On 16 October 2019, Youth Empowerment and Transformation Trust (YETT) launched the Decade of Struggle and Hope, a Zimbabwean Youth Compendium report. The youth situational compendium provided data that is essential in understanding the state of Zimbabwean youths’ struggles, hopes and aspirations. The main purpose of the situational study was “to establish the political and socio – economic situation” of the Zimbabwean youth aged between 15 – 35 years. The study process reached 5582 youths in the 10 provinces, and it received a 98.7% response rate. Of the 5582, 43% were male respondents whilst 57% were female respondents. The respondents are a reflective of the country’s population that has more female population than male population.
This is a longitudinal study in which data was collected at more than one point in time but initially it had used a cross sectional prevalence study design. The cross sectional prevalence helped in determining the prevalence and at the same time measure the level of exposure of the youth to the socio – economic and political struggles, aspirations and hope.
The situational compendium examined the youth situation in Zimbabwe by probing important factors associated with socio – economic and political struggles, aspirations and hope. It went further to illuminate specific struggles, aspirations and hopes being experienced by the youth.
46% of the youth respondents cited food insecurity within their communities. Food insecurity in our local communities has been precipitated by socio – economic factors as well as political and has inhibited sustainable development. This important aspect is closely linked to unemployment and loss of employment. In this regard, 7% of the respondents were formally employed with more male respondents compared to their female counterparts. Zimbabwe’s economic collapse has left many people unable to afford basic commodities for their livelihoods.
These results show high levels of food insecurity among the Zimbabwean youth and their vulnerability especially in poorest households and communities. The youth situational compendium reveal that there is lack of adequate social safety net for the youth to cushion themselves from food insecurity and other related socio – economic and political variables. Food insecurity has insidious effects on the health and development of youth and they include poor health, developmental risk and behaviour problems, primarily aggression, anxiety, depression, and attention deficit disorder.
The data from the study reveal that average monthly income for households of which youths were part was RTGS 377, and it was slightly higher among males (RTGS 401.32) as compared to their female counterparts (RTGS388.08). This is a clear indication that social mobility and equal opportunity among the youth in Zimbabwe is still a challenge and this has entrenched an unequal access to socio – economic and political resources.
Youths are the most mobile social group and they constitute the bulk of annual migration movements worldwide. The reason behind youth migration is underlined by the context in which there is high youth unemployment and a serious lack of decent work. 20% of the respondents pointed out to the desire to migrate from rural areas to urban areas whilst a further 25% have intentions to migrate to another country.
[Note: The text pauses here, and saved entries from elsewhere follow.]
PR #643, opened 2018-02-06
fix(core): handle near pos. in box3 visibility functions

peppsac:
Projection matrix produces strange results when projecting a point behind
the camera near plane.
To avoid errors this commits clamp z coordinate to camera.near in camera space,
before projecting.

The issue can be tested in planar.html, by positionning the camera with:
```js
    view.camera.camera3D.position.copy({x: 1841430.8707152607, y: 5173717.817231011, z: 229.93251060258268});
    view.camera.camera3D.rotation.set(-0.7231494579332582, -1.1919412510926017, -2.3305711080202998, "XYZ")
    view.notifyChange(true)
```
In this case box3SizeOnScreen used to return an y value between 0.91 and 1.3 while
the projected tile covers all the screen.

### DIFF
--- a/src/Renderer/Camera.js
+++ b/src/Renderer/Camera.js
@@ -70,14 +70,55 @@ const tmp = {
     box3: new THREE.Box3(),
 };
 
-Camera.prototype.isBox3Visible = function isBox3Visible(box3, matrixWorld) {
+const points = [
+    new THREE.Vector3(),
+    new THREE.Vector3(),
+    new THREE.Vector3(),
+    new THREE.Vector3(),
+    new THREE.Vector3(),
+    new THREE.Vector3(),
+    new THREE.Vector3(),
+    new THREE.Vector3(),
+];
+
+function projectBox3PointsInCameraSpace(camera, box3, matrixWorld) {
+    // Projects points in camera space
+    // We don't project directly on screen to avoid artifacts when projecting
+    // points behind the near plane.
+    let m = camera.camera3D.matrixWorldInverse;
     if (matrixWorld) {
-        tmp.matrix.multiplyMatrices(this._viewMatrix, matrixWorld);
-        tmp.frustum.setFromMatrix(tmp.matrix);
-    } else {
-        tmp.frustum.setFromMatrix(this._viewMatrix);
+        m = tmp.matrix.multiplyMatrices(camera.camera3D.matrixWorldInverse, matrixWorld);
     }
-    return tmp.frustum.intersectsBox(box3);
+    points[0].set(box3.min.x, box3.min.y, box3.min.z).applyMatrix4(m);
+    points[1].set(box3.min.x, box3.min.y, box3.max.z).applyMatrix4(m);
+    points[2].set(box3.min.x, box3.max.y, box3.min.z).applyMatrix4(m);
+    points[3].set(box3.min.x, box3.max.y, box3.max.z).applyMatrix4(m);
+    points[4].set(box3.max.x, box3.min.y, box3.min.z).applyMatrix4(m);
+    points[5].set(box3.max.x, box3.min.y, box3.max.z).applyMatrix4(m);
+    points[6].set(box3.max.x, box3.max.y, box3.min.z).applyMatrix4(m);
+    points[7].set(box3.max.x, box3.max.y, box3.max.z).applyMatrix4(m);
+
+    // In camera space objects are along the -Z axis
+    // So if min.z is > -near, the object is invisible
+    let atLeastOneInFrontOfNearPlane = false;
+    for (let i = 0; i < 8; i++) {
+        if (points[i].z <= -camera.camera3D.near) {
+            atLeastOneInFrontOfNearPlane = true;
+        } else {
+            // Clamp to near plane
+            points[i].z = -camera.camera3D.near;
+        }
+    }
+
+    return atLeastOneInFrontOfNearPlane ? points : undefined;
+}
+
+const ndcBox3 = new THREE.Box3(
+    new THREE.Vector3(-1, -1, -1),
+    new THREE.Vector3(1, 1, 1));
+
+Camera.prototype.isBox3Visible = function isBox3Visible(box3, matrixWorld) {
+    return this.box3SizeOnScreen(box3, matrixWorld).intersectsBox(ndcBox3);
 };
 
 Camera.prototype.isSphereVisible = function isSphereVisible(sphere, matrixWorld) {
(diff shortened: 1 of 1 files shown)


src/Renderer/Camera.js
```diff
@@ -70,14 +70,55 @@ const tmp = {
...
+        } else {
+            // Clamp to near plane
+            points[i].z = -camera.camera3D.near;
+        }
+    }
+
+    return atLeastOneInFrontOfNearPlane ? points : undefined;
+}
+
+const ndcBox3 = new THREE.Box3(
```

On citizen participation, 33% of the youth respondents acknowledged that community meetings played a significant role in being the main source of information, followed by social media with 31%. Thus, it can be argued that community meetings and social media platforms have the potential to facilitate active youth participation and/or engagement in an effort to address their socio – economic and political struggles.
Through social media, youths have an equal opportunity to generate content, distribute and search for information. However, this can be constrained by the fact that 42% of the youth respondents stated that they owned a smartphone, this is lower than the average figure captured by the 2016 Afrobarometer survey on Sub – Saharan youths with smartphones. Bulawayo registered the highest figure of 70% of youth reporting owning a smartphone followed by Harare with 63%. Manicaland province had the least number of participants owning a smartphone (29%).
The population aged 15 – 35 years per province according to the Zimbabwe population census was used as a measure of size to allocate the sample. Having allocated the sample to the 10 provinces, probability proportional was further used to pick the required EAs within each province and rural – urban strata. Out of 195 EAs, 77 were urban and 118 were rural. The urban – rural stratification was done using youth population proportions in rural and urban areas of each province.